**Try it**
Once the line with "PR #1409, opened 2021-03-11" is found in the data, output it and each following line exactly, up to and including the line with "currVersion = vdsnode.get_cluster_state_version", and nothing before or after.

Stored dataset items
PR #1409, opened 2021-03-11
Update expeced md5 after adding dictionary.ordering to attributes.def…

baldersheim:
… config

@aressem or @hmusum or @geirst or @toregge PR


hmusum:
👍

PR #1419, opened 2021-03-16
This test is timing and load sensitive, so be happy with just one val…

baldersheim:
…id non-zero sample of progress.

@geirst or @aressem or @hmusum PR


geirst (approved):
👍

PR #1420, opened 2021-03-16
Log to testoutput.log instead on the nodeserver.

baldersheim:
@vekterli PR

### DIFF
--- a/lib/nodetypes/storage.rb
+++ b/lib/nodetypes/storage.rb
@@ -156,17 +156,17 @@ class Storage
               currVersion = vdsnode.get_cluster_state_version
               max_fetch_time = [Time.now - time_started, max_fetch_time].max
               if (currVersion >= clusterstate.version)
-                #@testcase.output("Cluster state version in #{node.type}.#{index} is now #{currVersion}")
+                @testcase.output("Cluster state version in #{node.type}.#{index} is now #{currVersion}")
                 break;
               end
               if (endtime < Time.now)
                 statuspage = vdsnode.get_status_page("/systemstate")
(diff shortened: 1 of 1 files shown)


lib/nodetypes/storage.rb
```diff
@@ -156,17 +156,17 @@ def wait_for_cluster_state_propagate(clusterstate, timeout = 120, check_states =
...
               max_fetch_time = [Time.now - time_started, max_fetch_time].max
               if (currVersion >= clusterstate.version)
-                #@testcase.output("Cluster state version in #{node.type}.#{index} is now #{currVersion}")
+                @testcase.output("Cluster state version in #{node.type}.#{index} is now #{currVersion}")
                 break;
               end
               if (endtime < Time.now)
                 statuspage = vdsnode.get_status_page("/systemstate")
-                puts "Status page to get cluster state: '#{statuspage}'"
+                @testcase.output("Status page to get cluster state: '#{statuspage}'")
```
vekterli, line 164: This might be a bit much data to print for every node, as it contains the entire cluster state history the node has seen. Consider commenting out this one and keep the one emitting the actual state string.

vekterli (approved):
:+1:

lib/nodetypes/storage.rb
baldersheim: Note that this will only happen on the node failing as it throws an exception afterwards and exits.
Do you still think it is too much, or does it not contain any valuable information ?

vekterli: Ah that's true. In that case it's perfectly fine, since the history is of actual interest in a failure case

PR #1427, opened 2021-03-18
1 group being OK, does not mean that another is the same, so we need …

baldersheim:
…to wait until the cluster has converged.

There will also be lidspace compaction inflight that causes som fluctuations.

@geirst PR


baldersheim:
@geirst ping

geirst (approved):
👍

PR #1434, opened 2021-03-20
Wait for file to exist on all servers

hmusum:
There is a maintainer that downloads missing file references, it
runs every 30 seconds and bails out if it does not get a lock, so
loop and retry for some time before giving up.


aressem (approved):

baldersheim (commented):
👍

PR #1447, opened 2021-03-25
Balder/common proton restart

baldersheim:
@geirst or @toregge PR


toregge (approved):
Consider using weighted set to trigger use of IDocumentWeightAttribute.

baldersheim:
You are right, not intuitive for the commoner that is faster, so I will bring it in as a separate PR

...

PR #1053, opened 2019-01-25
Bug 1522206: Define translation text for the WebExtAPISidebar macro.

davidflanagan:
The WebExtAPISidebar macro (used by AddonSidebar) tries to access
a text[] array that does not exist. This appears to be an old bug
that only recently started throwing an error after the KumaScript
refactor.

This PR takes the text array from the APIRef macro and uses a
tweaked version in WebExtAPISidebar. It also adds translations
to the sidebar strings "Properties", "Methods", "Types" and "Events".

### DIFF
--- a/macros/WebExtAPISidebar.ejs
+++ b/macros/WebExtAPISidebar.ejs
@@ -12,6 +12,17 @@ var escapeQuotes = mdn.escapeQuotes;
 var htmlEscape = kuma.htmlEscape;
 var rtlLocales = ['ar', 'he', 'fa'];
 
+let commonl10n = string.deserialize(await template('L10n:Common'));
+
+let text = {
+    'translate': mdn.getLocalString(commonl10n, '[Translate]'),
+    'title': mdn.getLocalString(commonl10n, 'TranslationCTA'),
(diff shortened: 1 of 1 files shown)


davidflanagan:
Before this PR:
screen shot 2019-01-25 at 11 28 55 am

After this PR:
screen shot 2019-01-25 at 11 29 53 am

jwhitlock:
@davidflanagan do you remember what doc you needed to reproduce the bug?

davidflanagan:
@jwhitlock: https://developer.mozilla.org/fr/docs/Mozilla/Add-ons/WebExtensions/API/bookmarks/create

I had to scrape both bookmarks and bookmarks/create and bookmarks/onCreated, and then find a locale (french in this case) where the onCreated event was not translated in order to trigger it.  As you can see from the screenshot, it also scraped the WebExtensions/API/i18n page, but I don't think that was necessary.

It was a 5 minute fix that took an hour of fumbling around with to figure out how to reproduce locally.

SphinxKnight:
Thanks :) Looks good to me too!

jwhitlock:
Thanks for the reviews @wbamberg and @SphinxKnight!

**Output for this exercise**
PR #1409, opened 2021-03-11
Update expeced md5 after adding dictionary.ordering to attributes.def…

baldersheim:
… config

@aressem or @hmusum or @geirst or @toregge PR


hmusum:
👍

PR #1419, opened 2021-03-16
This test is timing and load sensitive, so be happy with just one val…

baldersheim:
…id non-zero sample of progress.

@geirst or @aressem or @hmusum PR


geirst (approved):
👍

PR #1420, opened 2021-03-16
Log to testoutput.log instead on the nodeserver.

baldersheim:
@vekterli PR

### DIFF
--- a/lib/nodetypes/storage.rb
+++ b/lib/nodetypes/storage.rb
@@ -156,17 +156,17 @@ class Storage
               currVersion = vdsnode.get_cluster_state_version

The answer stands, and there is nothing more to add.